Park Lane South, Queens

Together they approached the magnificent foxglove. Iris von Lillienfeld crooned away, notifying it of its imminent journey. It was no small task. What seemed to be a simple four-foot fixture turned into a person-sized thing with its heavy, gangling roots exposed, and Iris insisted on getting every root up. “Vatch dat one!” she cried. “Yoy! Vorsichtig! Careful, careful!”


And Claire was careful. She’d forgotten how nice it was to get your fingers good and filthy dirty with the fragrant, deep-dug earth. You remembered your own mud pies. You forgot that winter ever froze New York and left you with nothing out of doors but brittle twigs and rigid ground. This lush beauty fooled you, let you think it would go on forever. Iris stooped over her, a ravaged cameo worried for her dear foxglove, her single sprouts of whisker very evident and sturdy in the horizontal light.

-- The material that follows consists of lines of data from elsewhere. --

PR #14883, opened 2022-05-11
Add add_update_test_repo to create_hdd_transactional_server

rakoenig:
- Related ticket: https://progress.opensuse.org/issues/110253
- Needles: -
- Verification run: [SLE](https://openqa.suse.de/tests/overview?distri=sle&version=&build=maintenance_update_test_repo&groupid=96)

### DIFF
--- a/schedule/qam/common/create_hdd_transactional_server.yaml
+++ b/schedule/qam/common/create_hdd_transactional_server.yaml
@@ -5,22 +5,16 @@ description: >
     root filesystem to provide atomic, automatic updates of a
     system without interfering with the running system.
 vars:
-    SCC_ADDONS: tsm
+    DEPENDENCY_RESOLVER_FLAG: 1
+    DESKTOP: textmode
+    PATTERNS: base,minimal
     HDDSIZEGB: 40
-conditional_schedule:
-    kernel_cmd_parameters:
-        BACKEND:
-            pvm_hmc:
-            - installation/edit_optional_kernel_cmd_parameters
-    shutdown_svirt:
-        BACKEND:
-            svirt:
-            - shutdown/svirt_upload_assets
 schedule:
     - installation/bootloader_start
     - installation/welcome
     - installation/accept_license
     - installation/scc_registration
+    - installation/add_update_test_repo
     - installation/addon_products_sle
     - installation/system_role
     - installation/partitioning
@@ -29,8 +23,8 @@ schedule:
     - installation/user_settings
     - installation/user_settings_root
     - installation/resolve_dependency_issues
+    - installation/select_patterns
     - installation/installation_overview
-    - "{{kernel_cmd_parameters}}"
     - installation/disable_grub_timeout
     - installation/start_install
     - installation/await_install
@@ -44,4 +38,3 @@ schedule:
     - shutdown/grub_set_bootargs
     - shutdown/cleanup_before_shutdown
     - shutdown/shutdown
-    - "{{shutdown_svirt}}"


jknphy:
could you also run it for SLE-15-SP2 and remove the WIP if ready?

schedule/qam/common/create_hdd_transactional_server.yaml
```diff
@@ -11,16 +11,17 @@ conditional_schedule:
     kernel_cmd_parameters:
         BACKEND:
             pvm_hmc:
-            - installation/edit_optional_kernel_cmd_parameters
+                - installation/edit_optional_kernel_cmd_parameters
```
jknphy, line 14: apparently we don't run for anything different than x86_64, so we could remove `conditional_schedule`.

jknphy:
According to what we talked offline, we just need here to add test module `- installation/add_update_test_repo` and remove var `SCC_ADDONS: tsm`. There is not need to update the needle-based module to handle empty repos. Ideally we could provide a VR adding the right value for `SCC_ADDONS` from Medium, but this is optional because it might fail due to internal settings of variables in `main.pm`, so I'm also fine if we just merge here without VR, anyway the test was neglected for a long time not testing any updates, so we can wait for next build to see how it goes and act accordingly.

rakoenig:
> According to what we talked offline, we just need here to add test module `- installation/add_update_test_repo` and remove var `SCC_ADDONS: tsm`. 

Bad news about this: I had a VR with `SCC_ADDONS:` tsm removed. Turned out that both on [SLE-15SP2](https://openqa.suse.de/tests/8778736) and on [SLE15-SP3](https://openqa.suse.de/tests/8779160) the test suite then fails in `first_boot`. After restoring the setting it worked again. 

Regarding the patch for the test module: Can we avoid running the test without repos? The test for SLE15-SP2 was last run [6 hours ago](https://openqa.suse.de/tests/8786625), so if I merge the modified YAML with `add_update_test_repo` in place and no patch then we will hit the problem soon again. Only solution for this would be to move the YAML out of `schedule/qam/common` and place one with  `add_update_test_repo` for SP3 and one without for SP2 and then change the job group settings so that the jobs get scheduled using a YAML that doesn't end up in known problems. From my perspective it looks much easier to apply the patch to the test module than doing all this extra precautions to avoid problems.

jknphy:
tbh Idk if for a transactional update scenario makes sense a desktop but as it looks like this updates are tested all the same time I guess that just adding `DESKTOP=gnome` should avoid the problem with the login which is expecting textmode.
the part about changing the needle-based module I don't get it, I mean, what we need to do is to add all the repos, an scenario without them doesn't make any sense and it is how it is currently tested. So if we add the repos and fails we file a bug or even consider to remove the test suite temporarily, so we don't have to make it green, just ensure that we test the updates in this scenario (which never was the case).

rakoenig:
Finally achieved the holy grail of having a successful VR on SLE15-SP3. So PR is ready to merge.

jknphy:
> Finally achieved the holy grail of having a successful VR on SLE15-SP3. So PR is ready to merge.

you mean SP2, right? it looks practically done, good job investigating here!
before merging, could you confirm that you tested SP2 removing patterns as well, I could only find this VR:
https://openqa.suse.de/tests/8781468

rakoenig:
SP2 is working now, but needs a [MR for the job group](https://gitlab.suse.de/qa-maintenance/qam-openqa-yml/-/merge_requests/257) in Gitlab.

jknphy:
We need the corresponding add-on for transactional to be added: `SCC_ADDONS: %SCC_ADDONS,tsm`
You are not installing a transactional server, you would easily notice that cloning its children:
https://openqa.suse.de/tests/8825075
https://openqa.suse.de/tests/8825076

Together they tugged and they pulled. Still the foxglove wouldn’t budge. Claire began to think that maybe it had a mind of its own. Why move the thing to a sunnier spot when it had grown this indomitable where it was? Perhaps it would very simply refuse. No, it couldn’t do that. Iris was determined. It could very well up and die, though. No. No, on second thought, Iris would keep it alive just by watching it. She’d talk it back to health if she had to. Now Iris stuck the pitchfork into the hole and wobbled the lower roots. Son of a gun, marveled Claire, she’s stronger than I am, the old faker. Iris looked at her quickly, maybe reading her thoughts. “It’s chust a matter of balance,” she explained. “Like jujitsu.” And out came the foxglove.

“I see.”

“Und den you can put dose pansies back in the shadow,” Iris instructed her, the kindly film star to the Mexican gardener. Claire didn’t mind, though. She’d waited for so long to get in touch with the old woman that she kept doggedly on, her nails already split and caked with black. And Iris didn’t bother with conversation. She stood alongside quietly, apprehensively watching for signs of any agonized branch.

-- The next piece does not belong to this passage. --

PR #17020, opened 2023-05-09
WIP: Add peering creation and deletion in modules

BillAnastasiadis:
This pr adds a new module for installing update repos to the cluster and deleting the peering with the IBSMirror once everything's ready. It also adds the peering deletion in the post fail hooks of relevant modules. 

- Related ticket: https://jira.suse.com/browse/TEAM-7487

The Mayor was performing for Natasha, Iris’s poodle, who watched condescendingly from the ivy. He covered his complete routine of independent jumps and snout grovels and he did them well, then flopped to the ground with a weary change of heart.

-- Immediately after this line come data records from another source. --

PR #17302, opened 2023-06-22
Patch and Reboot for Maintenance hanasr jobs

BillAnastasiadis:
This solves the problem of `qesap_ansible` failing if `patch_and_reboot` runs before it.

The problem was in the ssh settings: `patch_and_reboot` runs a couple of commands via ssh on the node, and due to the ssh settings and some problem this created a multiplexed ssh connection that broke after the command was executed, leaving a stale ssh socket file behind. Later, ansible ssh command tried to re-use that socket file which lead to failure.

Adding `-o ControlMaster=no` to the ssh command in `patch_and_reboot` disables the ssh multiplexing for that command, which leads to the job succeeding.

- Related ticket: https://jira.suse.com/browse/TEAM-8035
- Verification run: http://openqaworker15.qa.suse.cz/tests/193006


mpagot (approved):
LGTM

alvarocarvajald (approved):
LGTM.

Verification Run looks beautiful :P

PR #17304, opened 2023-06-22
Set WONTFIX to soft failure in cc tests on 15-SP3

realcharmer:
This prevents the openqa_review bot from reopening [poo#116683](https://progress.opensuse.org/issues/116683), since the issue will not be fixed upstream.


paolostivanin:
LGTM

Claire’s knees were black now, too. The white shorts she’d borrowed from Zinnie were stained with grass. “Oh, hell,” she said when she saw that.

“Dat’s all right,” Iris prodded her impatiently with the shovel handle, “you’ll get your reward in de other vorld.”

So Claire continued. There was a whole new other hole to dig to put the flower in. She had a great belief in the “other world.” She also knew that foreign diabolical spirits could enter into your body without your even knowing it if you put yourself in a susceptible position. Such as going to Macumba ceremonies and uncrossing your legs when the devil came in. Don’t laugh, she told herself even as she started to laugh into the mud. Remember the zombie girl down in Rio? Yes, it was true that that girl had let herself in for it, selling her soul to Fatiema the hag just to hook up with some no-account hot socks from the Gerada de Ipanema. What had she paid her? Forty dollars? Something like that. A couple of laughs. And it had worked. Yes, indeed. That beautiful man had hung around that girl as though his life had depended on it. It had, sort of. She’d had to give him all the money she’d earned in San Paulo. The girl would sit there in the Gerada de Ipanema with her vodka lime and stare at the carnivali world with vacant oozy eyes and wait for him. And he’d beat her, too. That poor girl. She hadn’t had much of a life but she’d had him. She’d had what she’d really wanted and gone for … easily, simply … on a dare, really. But she’d done it. Yes, not everybody believed in it, but Claire knew that you could have anything you wanted in the world. All from black magic with chickens flying in a grungy candlelit “church.” You could have what you wanted all right. What they didn’t tell you was all that went with it, what a price you had to pay. Claire knew. She’d been the zombie girl.